Recovering lost super can improve retirement incomes bit by bit
- On 15/02/2018
- superannuation
It is difficult to count the number of Australians with a superannuation or pension account as there are many living or travelling abroad who have some superannuation back home. ATO figures show that around 40% of some 15 million Australians they have identified hold more than one superannuation account. Some people have a need for two accounts, usually for insurance purposes or being unable to combine a defined benefit and accumulation account. Yet, with more than 28 million accounts in total, it suggests many Australians hold too many accounts.

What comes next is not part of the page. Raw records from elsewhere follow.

PR #243, opened 2023-08-30
Limitador cluster EnvoyFilter controller

eguzki:
### What

Specific controller to manage rate limit's EnvoyFilter used to add Limitador's service cluster to the Gateway config. 

RateLimitPolicy CRD controller is responsible of adding/deleting RLP refs to the gateway.

EnvoyFilter controller watches gateways. When one of them has `kuadrant.io/ratelimitpolicies` annotation, it means rate limiting should happen in that gateway, thus a EnvoyFilter resource is created for that gateway.

When there is no annotation or the list of RLP refs is empty, the EnvoyFilter resource is deleted (if exists).

The EnvoyFilter resource has owner ref to the gateway associated. The controller also watches for changes in the EnvoyFilter resource and reverts them back (if spec is changed).

### Verification steps

Setup the environment:

```sh
make local-setup
```

```sh
kind: Kuadrant
metadata:
  name: kuadrant
spec: {}
EOF
```

Create a Kuadrant `RateLimitPolicy` to configure rate limiting:

```sh
kind: RateLimitPolicy
metadata:
  name: gw-rlp
spec:
  targetRef:
    kind: Gateway
    name: istio-ingressgateway
    namespace: istio-system
  limits:
    "global":
      rates:
      - limit: 5
        duration: 10
        unit: second
EOF
```

Wait for RLP to be available 

```sh
kubectl wait --for=condition=available ratelimitpolicy/gw-rlp -n istio-system --timeout=10s
```

Check for the Gateway's references to RLPs

```sh
kubectl get gateways istio-ingressgateway -n istio-system -o jsonpath='{.metadata.annotations.kuadrant\.io/ratelimitpolicies}' | yq e -P
```
It should output something like
```yaml
- Namespace: istio-system
  Name: gw-rlp
```

Check for the Limitador's Cluster EnvoyFilter resource

```sh
kubectl get envoyfilter kuadrant-ratelimiting-cluster-istio-ingressgateway -n istio-system -o yaml
```

It should output something like
```yaml
apiVersion: networking.istio.io/v1alpha3
kind: EnvoyFilter
metadata:
  creationTimestamp: "2023-08-31T17:36:09Z"
  generation: 1
  name: kuadrant-ratelimiting-cluster-istio-ingressgateway
  namespace: istio-system
  ownerReferences:
  - apiVersion: gateway.networking.k8s.io/v1beta1
    blockOwnerDeletion: true
    controller: true
    kind: Gateway
    name: istio-ingressgateway
    uid: 043732fa-e588-4c3b-980f-7d9497e3342a
  resourceVersion: "2000"
  uid: 91b89285-eca3-4c0b-a7e4-84f6a7c4aeae
spec:
  configPatches:
  - applyTo: CLUSTER
    match:
      cluster:
        service: limitador-limitador.kuadrant-system.svc.cluster.local
    patch:
      operation: ADD
      value:
        connect_timeout: 1s
        http2_protocol_options: {}
        lb_policy: ROUND_ROBIN
        load_assignment:
          cluster_name: kuadrant-rate-limiting-service
          endpoints:
          - lb_endpoints:
            - endpoint:
                address:
                  socket_address:
                    address: limitador-limitador.kuadrant-system.svc.cluster.local
                    port_value: 8081
        name: kuadrant-rate-limiting-service
        type: STRICT_DNS
  workloadSelector:
    labels:
      app: istio-ingressgateway
      istio: ingressgateway
```
Deleting the RLP should also delete the EnvoyFilter object as there should not be RLP refs in the gateway

```sh
kubectl delete ratelimitpolicy/gw-rlp -n istio-system
```

Check for the Gateway's references to RLPs

```sh
kubectl get gateways istio-ingressgateway -n istio-system -o jsonpath='{.metadata.annotations.kuadrant\.io/ratelimitpolicies}' | yq e -P
```
It should output empty array
```yaml
[]
```

Check for the Limitador's Cluster EnvoyFilter resource

```sh
kubectl get envoyfilter kuadrant-ratelimiting-cluster-istio-ingressgateway -n istio-system -o yaml
```

It should `NotFound` error
```
Error from server (NotFound): envoyfilters.networking.istio.io "kuadrant-ratelimiting-cluster-istio-ingressgateway" not found
```


eguzki:
Looking for early review

guicassolato (commented):
Looking good, @eguzki! I know you'll probably add some tests still, but leaving my 👍 here since now 'cause I like the direction this is going. Thanks!

eguzki:
Test script for macos failing :shrug: 

```
Run make operator-sdk
./utils/install-operator-sdk.sh /Users/runner/work/kuadrant-operator/kuadrant-operator/bin/operator-sdk v1.28.1
Downloading https://github.com/operator-framework/operator-sdk/releases/download/v1.28.1/operator-sdk_darwin_amd64
gpg: directory '/Users/runner/.gnupg' created
gpg: keyserver receive failed: No route to host
make: *** [/Users/runner/work/kuadrant-operator/kuadrant-operator/bin/operator-sdk] Error 2
Error: Process completed with exit code 2.
```

`https://github.com/operator-framework/operator-sdk/releases/download/v1.28.1/operator-sdk_darwin_amd64` can be downloaded correctly

guicassolato:
> Test script for macos failing

It's been for a while, including in `main`.

I think the GHA fails to resolve `keyserver.ubuntu.com` from the [`gpg` command](https://github.com/Kuadrant/kuadrant-operator/blob/7dcbc3dabbe13d2092adeaf018b2aaccb0eee23a/utils/install-operator-sdk.sh#L19). We could try `keys.openpgp.org` instead, but I read somewhere that it could also be a problem of the Docker environment that runs the action, on macos.

controllers/limitador_cluster_envoyfilter_controller.go
```diff
@@ -0,0 +1,170 @@
...
+	kuadrantistioutils "github.com/kuadrant/kuadrant-operator/pkg/istio"
+	"github.com/kuadrant/kuadrant-operator/pkg/reconcilers"
+)
+
+// LimitadorClusterEnvoyFilterReconciler reconciles a EnvoyFilter object with limitador's cluster
+type LimitadorClusterEnvoyFilterReconciler struct {
+	*reconcilers.BaseReconciler
+}
+
+//+kubebuilder:rbac:groups=networking.istio.io,resources=envoyfilters,verbs=get;list;watch;create;update;patch;delete
```
guicassolato, line 47: I know it's redundant but do you think it's worth specifying here other permissions that this reconciler requires, 
but just happen to be granted by other kubebuilder markers at other controller files?

E.g.: 

```suggestion
//+kubebuilder:rbac:groups=networking.istio.io,resources=envoyfilters,verbs=get;list;watch;create;update;patch;delete
//+kubebuilder:rbac:groups=gateway.networking.k8s.io,resources=gateways,verbs=get;list;watch;update;patch
```

controllers/limitador_cluster_envoyfilter_controller.go
```diff
@@ -0,0 +1,170 @@
...
+		if apierrors.IsNotFound(err) {
+			logger.Info("no gateway found")
+			return ctrl.Result{}, nil
+		}
+		logger.Error(err, "failed to get gateway")
+		return ctrl.Result{}, err
+	}
+
+	if logger.V(1).Enabled() {
+		jsonData, err := json.MarshalIndent(gw, "", "  ")
```
guicassolato, line 67: Why `MarshalIndent`? I wonder whether it's suitable for when using structured logging, aka `production` log mode.

guicassolato (approved):
Left a couple comments, but nothing that would block the PR.
In general, excellent work, @eguzki!

controllers/limitador_cluster_envoyfilter_controller.go
eguzki: AFAIK, from the `go-logr` interface I can only check logger level, nothing about the format (defined by development or production mode). I see that this `MarshalIndent` call is not entirely correct as logger could be configured with structured format and debug level. By default (no `LOG_*` env vars), the logger is configured with `info` level and `production` level. When running with `make run`. it is `debug` and `development`. Thus, no issue with this so far. 

Any better approach you are considering? Not for this PR, but considering that (almost) all controllers have this code in the beginning of the `Reconcile` method, it would be nice to have all of them fixed.

guicassolato: I didn't mean checking here what the log mode setting is. I just assumed that log level and log mode were two separate things, like in [Authorino](https://docs.kuadrant.io/authorino/docs/user-guides/observability/#log-levels-and-log-modes). But it looks like log mode and log level are somehow coupled together.

IMO, it does not have to be like that.

In Authorino, all 4 combinations are allowed, i.e.:
- `level: info, mode: production`
- `level: debug, mode: production`
- `level: info, mode: development`
- `level: debug, mode: production`

(Maybe the naming is a bit unfortunate, because `production` and `development` mean actually "structured" and "human-readable", respectively.)

Because it felt weird printing indented JSON when log mode is set to `production`, I'd probably have used `json.Marshal` instead. Not a big deal though.

eguzki: This project's log system is exactly the same, with those 4 combinations allowed. 

> Because it felt weird printing indented JSON when log mode is set to production, I'd probably have used json.Marshal instead. Not a big deal though.

Check my previous comment out again. You are right. However, if I change to `Mashal`, when I run in debug + development mode when I run with `make run`, it is not human readable. I need to indent it :)

So looking for alternatives that makes a good dev experience as well.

Under certain circumstances, the ATO can claim lost or inactive accounts held by superannuation funds. This includes accounts with balances less than $6,000 and the accounts of former temporary residents who have left the Australia for longer than six months. Lost or inactive funds that do not meet the ATO’s criteria remain within the superannuation fund.
The ATO data also shows that just over 6.3 million accounts are either lost or inactive. As at 30 June 2017, the value of these lost or inactive funds held within superannuation funds or by the ATO stood at just under $18 billion.
On January 1 2017, the threshold for the ATO to claim lost small accounts increased from $4,000 to $6,000. This resulted in a noticeable increase in the number of small accounts claimed by the ATO from around 4.1m in 2015-16 to 4.6m in 2016-17. This increase in lost small accounts is 78% higher than the increase seen between 2014-15 to 2015-16, reflecting the higher thresholds for confiscation of the lost accounts. Despite this increase, $14 billion of the $18 billion of lost and unclaimed funds are still held by the superannuation funds.
Analysis of Rice Warner’s Super Insights database shows that over 60% of the lost accounts transferred to the ATO in 2015-16 were held by individuals aged between 30 and 49 (Graph 1). Further, as Graph 2 shows, this statistic is mirrored on an assets basis. This may reflect individuals switching jobs in their thirties and failing to carry over the typically low balances accumulated in previous jobs where salaries may have been low.
The ATO provides interest on the account balances they hold in line with increases in the consumer price index. Consequently, members who delay recovering their lost accounts are missing out on additional fund returns. If this relatively large cohort recovered their superannuation, it would significantly reduce the overall returns forgone in the system and improve their own retirement balances.
Our Super Insights database shows the average amount transferred to the ATO is around $1,500 for those in their thirties. While on face value this seems small, if transferred to a fund and invested appropriately, consolidation can have a material impact on retirement outcomes. Modelling done by Rice Warner suggests that a 30-year-old¹ on a salary of $50,000 with $1,500 in lost superannuation would be around $4,200 dollars better off (in today’s dollars) by the time they reach 65 if they simply contacted the ATO and recovered their lost superannuation at age 30.
From little things, big things grow…
Graph 1: Proportion of lost accounts transferred to the ATO by age
Graph 2: Distribution of assets transferred to the ATO by age
¹ Aged 30 with a balance of $25,000 and salary of $50,000.